#### [Activity]
Every line containing "conflict" should be identified and copied from the data below.

====== Records for processing

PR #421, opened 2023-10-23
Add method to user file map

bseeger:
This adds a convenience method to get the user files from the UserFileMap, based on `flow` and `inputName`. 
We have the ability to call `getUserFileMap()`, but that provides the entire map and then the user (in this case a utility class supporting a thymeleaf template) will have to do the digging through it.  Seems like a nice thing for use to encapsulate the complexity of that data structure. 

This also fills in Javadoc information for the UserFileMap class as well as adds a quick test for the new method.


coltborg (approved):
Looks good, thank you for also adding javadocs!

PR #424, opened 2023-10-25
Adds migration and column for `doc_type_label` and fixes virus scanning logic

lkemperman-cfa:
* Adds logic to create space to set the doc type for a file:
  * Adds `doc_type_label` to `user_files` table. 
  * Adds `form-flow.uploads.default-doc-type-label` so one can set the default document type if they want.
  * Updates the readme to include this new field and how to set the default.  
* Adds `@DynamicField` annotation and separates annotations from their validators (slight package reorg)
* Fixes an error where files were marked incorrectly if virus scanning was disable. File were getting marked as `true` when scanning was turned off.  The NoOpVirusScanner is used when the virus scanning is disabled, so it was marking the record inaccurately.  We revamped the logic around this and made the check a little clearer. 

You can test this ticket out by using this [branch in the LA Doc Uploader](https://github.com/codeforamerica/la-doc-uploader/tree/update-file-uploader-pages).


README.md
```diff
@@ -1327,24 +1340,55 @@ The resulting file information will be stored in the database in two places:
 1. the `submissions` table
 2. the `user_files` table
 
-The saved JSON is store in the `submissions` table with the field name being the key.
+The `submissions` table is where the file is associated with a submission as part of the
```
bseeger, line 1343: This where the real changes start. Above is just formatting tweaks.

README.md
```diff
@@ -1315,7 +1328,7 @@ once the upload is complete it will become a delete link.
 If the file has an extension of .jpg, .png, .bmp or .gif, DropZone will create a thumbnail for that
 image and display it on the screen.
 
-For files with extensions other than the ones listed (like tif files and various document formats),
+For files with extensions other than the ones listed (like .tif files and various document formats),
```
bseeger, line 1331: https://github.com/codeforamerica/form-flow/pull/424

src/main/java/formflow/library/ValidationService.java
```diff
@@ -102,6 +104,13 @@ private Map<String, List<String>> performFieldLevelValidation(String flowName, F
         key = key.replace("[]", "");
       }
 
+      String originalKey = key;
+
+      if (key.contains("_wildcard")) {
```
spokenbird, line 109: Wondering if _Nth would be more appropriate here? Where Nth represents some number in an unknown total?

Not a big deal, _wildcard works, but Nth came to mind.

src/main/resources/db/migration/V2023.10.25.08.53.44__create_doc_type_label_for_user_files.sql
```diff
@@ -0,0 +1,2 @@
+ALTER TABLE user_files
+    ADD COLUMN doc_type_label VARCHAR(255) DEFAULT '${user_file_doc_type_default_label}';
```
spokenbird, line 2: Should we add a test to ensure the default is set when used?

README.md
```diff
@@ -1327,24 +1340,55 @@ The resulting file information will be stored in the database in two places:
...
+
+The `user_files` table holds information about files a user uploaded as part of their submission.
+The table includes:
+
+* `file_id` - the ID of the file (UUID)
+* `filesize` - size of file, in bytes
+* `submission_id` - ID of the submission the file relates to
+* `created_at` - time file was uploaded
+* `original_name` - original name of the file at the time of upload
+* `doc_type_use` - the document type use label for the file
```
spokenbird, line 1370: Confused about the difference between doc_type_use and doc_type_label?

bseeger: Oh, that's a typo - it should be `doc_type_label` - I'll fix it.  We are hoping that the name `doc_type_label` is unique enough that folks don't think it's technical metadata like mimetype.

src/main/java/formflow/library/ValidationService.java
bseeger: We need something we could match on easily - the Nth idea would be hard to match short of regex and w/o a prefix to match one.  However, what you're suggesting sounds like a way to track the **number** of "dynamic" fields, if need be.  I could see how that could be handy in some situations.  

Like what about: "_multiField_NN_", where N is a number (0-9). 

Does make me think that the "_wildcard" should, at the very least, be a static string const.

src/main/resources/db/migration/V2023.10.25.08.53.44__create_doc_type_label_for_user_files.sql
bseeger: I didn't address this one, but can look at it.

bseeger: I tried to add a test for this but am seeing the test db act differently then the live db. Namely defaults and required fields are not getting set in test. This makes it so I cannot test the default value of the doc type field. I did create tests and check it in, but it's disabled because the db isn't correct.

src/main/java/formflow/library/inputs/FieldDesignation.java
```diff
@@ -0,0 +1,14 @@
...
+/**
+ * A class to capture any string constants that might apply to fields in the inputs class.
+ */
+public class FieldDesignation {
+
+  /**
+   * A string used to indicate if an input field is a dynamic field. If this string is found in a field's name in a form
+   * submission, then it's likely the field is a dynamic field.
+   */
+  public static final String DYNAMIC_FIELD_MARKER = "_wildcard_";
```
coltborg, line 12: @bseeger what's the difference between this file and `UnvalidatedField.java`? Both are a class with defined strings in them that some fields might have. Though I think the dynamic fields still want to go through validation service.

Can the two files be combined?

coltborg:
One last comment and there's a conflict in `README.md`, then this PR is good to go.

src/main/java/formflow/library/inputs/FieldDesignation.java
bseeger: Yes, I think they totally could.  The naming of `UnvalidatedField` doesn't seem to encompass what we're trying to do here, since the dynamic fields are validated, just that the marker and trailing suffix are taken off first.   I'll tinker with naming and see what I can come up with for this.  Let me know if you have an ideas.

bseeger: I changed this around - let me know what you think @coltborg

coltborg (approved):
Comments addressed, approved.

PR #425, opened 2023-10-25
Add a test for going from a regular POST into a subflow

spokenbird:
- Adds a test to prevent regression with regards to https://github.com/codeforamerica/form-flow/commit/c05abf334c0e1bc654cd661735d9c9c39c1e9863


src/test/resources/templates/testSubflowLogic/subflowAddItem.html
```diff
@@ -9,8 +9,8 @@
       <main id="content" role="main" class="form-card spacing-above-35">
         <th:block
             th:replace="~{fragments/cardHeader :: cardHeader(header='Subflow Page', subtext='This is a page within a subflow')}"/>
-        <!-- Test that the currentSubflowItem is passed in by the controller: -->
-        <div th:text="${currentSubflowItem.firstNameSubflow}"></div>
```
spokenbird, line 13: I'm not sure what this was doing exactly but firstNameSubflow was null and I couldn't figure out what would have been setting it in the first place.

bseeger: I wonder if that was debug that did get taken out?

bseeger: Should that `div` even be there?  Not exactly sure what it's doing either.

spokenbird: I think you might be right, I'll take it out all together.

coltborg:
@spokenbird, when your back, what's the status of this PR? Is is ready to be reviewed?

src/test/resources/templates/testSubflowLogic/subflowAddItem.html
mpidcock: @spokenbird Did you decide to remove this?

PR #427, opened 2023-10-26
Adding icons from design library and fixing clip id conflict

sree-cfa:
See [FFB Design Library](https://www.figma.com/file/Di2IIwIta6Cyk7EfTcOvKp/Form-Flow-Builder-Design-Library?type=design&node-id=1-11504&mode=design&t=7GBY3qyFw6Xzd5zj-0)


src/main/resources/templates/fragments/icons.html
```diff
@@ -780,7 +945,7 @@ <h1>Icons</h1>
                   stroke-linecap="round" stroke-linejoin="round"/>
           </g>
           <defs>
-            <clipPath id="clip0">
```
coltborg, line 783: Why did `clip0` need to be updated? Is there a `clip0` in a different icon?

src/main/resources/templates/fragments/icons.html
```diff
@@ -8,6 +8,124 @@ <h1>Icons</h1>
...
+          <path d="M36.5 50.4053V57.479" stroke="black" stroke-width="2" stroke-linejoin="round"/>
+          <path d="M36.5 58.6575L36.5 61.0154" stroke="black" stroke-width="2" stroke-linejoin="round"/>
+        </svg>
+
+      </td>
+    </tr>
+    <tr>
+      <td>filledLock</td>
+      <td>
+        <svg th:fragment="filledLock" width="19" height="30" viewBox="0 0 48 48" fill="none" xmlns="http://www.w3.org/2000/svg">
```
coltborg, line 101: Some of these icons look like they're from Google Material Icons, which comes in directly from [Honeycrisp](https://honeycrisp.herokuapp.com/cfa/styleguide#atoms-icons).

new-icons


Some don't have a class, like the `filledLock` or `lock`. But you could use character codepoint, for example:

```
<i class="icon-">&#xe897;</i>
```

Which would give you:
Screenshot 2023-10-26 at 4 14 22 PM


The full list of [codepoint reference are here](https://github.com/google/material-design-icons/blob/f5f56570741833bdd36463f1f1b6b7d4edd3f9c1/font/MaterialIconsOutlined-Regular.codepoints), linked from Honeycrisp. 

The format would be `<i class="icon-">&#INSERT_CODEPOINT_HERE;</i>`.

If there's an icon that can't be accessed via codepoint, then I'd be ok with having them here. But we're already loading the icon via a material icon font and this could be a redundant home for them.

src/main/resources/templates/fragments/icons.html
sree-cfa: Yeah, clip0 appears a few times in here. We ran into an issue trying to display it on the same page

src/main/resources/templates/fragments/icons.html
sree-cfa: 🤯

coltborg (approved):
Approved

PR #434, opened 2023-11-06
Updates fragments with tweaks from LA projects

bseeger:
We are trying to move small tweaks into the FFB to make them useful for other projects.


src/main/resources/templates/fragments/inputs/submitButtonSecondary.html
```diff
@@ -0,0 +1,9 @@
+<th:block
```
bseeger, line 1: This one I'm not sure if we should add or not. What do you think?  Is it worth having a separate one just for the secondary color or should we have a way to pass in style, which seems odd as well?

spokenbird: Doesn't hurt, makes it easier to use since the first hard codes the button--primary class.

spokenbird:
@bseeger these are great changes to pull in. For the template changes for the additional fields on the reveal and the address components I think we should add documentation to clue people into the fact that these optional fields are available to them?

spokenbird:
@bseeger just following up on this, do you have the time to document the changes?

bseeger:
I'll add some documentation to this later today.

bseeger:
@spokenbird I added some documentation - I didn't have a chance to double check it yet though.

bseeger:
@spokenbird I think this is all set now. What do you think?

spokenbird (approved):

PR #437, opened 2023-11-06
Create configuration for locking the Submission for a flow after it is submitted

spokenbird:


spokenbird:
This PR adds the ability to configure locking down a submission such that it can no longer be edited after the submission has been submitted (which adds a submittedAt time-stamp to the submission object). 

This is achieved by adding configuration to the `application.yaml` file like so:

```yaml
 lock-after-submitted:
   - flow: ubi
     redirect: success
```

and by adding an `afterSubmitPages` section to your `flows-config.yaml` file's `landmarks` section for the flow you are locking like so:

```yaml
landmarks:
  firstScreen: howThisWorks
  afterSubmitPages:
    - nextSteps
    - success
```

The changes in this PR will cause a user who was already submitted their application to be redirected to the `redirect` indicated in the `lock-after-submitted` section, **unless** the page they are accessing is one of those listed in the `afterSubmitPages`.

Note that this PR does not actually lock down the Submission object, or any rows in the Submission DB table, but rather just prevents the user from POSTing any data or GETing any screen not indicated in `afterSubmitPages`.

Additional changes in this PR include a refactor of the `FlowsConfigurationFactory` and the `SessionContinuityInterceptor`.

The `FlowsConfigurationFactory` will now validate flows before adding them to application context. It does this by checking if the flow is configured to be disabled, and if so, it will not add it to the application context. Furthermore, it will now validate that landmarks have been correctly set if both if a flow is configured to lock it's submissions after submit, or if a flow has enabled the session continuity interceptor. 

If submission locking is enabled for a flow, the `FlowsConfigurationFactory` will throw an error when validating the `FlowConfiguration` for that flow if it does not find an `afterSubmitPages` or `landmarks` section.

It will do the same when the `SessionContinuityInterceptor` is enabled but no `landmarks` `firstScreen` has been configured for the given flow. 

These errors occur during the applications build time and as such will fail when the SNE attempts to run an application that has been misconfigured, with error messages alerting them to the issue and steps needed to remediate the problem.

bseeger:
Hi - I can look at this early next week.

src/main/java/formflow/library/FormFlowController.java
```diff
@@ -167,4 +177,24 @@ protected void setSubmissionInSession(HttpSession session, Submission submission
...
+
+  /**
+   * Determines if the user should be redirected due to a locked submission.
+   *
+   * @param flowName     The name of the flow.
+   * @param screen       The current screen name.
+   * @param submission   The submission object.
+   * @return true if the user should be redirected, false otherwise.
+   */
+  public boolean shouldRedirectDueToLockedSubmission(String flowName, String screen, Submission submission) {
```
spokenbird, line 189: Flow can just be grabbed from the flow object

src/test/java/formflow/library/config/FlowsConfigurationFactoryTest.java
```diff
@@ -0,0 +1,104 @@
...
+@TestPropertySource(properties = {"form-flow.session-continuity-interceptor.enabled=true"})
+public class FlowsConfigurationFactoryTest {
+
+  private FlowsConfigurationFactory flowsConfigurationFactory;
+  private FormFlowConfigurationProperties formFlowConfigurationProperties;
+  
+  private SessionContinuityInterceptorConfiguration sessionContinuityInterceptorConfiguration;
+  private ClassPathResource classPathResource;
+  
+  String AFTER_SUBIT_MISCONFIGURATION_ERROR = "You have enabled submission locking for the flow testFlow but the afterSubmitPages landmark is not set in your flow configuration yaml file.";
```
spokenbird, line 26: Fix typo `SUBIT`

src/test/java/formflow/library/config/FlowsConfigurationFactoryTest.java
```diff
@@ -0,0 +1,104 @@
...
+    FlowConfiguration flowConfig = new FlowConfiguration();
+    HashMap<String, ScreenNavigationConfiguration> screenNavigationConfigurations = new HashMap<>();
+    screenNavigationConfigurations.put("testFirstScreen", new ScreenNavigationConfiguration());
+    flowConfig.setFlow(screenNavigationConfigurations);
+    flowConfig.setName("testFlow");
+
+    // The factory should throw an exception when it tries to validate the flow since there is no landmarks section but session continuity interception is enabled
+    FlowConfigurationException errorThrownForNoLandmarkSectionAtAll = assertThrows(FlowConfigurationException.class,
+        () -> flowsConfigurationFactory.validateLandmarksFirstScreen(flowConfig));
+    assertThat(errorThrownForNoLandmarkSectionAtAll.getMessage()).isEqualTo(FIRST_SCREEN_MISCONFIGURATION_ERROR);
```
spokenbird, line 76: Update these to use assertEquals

============
====== Records for processing

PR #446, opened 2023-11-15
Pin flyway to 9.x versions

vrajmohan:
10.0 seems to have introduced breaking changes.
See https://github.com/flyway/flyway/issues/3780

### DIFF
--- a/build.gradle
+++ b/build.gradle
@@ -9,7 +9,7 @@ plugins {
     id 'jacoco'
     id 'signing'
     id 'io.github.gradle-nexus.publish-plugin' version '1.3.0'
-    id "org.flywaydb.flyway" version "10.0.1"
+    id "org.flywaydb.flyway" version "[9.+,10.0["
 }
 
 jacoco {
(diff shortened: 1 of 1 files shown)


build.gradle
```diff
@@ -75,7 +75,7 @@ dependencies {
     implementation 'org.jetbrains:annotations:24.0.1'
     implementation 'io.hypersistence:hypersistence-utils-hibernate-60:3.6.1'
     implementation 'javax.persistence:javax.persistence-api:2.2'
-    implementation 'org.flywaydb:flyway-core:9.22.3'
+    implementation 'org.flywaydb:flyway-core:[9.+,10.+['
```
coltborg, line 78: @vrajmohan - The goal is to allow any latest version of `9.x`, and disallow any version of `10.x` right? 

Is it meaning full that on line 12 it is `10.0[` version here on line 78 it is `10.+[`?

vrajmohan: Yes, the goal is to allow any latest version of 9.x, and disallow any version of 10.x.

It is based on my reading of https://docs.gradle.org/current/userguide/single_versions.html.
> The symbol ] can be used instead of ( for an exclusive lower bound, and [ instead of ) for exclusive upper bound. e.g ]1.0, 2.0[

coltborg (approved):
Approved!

============
====== Records for processing

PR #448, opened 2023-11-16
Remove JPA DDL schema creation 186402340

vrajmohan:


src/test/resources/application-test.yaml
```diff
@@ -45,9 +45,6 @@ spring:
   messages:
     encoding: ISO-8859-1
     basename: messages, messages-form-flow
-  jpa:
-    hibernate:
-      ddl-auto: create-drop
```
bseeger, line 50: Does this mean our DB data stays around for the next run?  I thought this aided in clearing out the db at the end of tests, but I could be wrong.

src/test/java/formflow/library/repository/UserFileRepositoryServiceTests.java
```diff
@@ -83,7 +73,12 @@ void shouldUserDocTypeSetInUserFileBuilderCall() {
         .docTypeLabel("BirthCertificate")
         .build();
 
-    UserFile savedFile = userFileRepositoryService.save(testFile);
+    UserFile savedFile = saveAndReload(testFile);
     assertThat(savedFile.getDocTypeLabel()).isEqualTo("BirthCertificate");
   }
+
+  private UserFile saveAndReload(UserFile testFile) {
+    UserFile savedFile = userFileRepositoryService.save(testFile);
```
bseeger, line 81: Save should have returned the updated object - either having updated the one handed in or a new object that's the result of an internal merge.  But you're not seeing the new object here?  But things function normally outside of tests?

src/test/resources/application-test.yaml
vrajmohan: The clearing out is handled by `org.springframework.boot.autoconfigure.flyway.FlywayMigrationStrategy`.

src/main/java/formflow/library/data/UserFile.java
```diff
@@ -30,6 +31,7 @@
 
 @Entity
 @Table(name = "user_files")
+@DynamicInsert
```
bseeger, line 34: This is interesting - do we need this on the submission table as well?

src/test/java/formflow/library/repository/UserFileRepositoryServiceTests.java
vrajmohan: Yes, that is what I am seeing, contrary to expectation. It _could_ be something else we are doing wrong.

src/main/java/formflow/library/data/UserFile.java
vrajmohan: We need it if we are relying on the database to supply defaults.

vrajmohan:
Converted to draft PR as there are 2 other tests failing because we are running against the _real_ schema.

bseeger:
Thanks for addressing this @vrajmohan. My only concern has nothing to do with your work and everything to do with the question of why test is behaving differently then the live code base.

============

#### [Result]
One last comment and there's a conflict in `README.md`, then this PR is good to go.
Adding icons from design library and fixing clip id conflict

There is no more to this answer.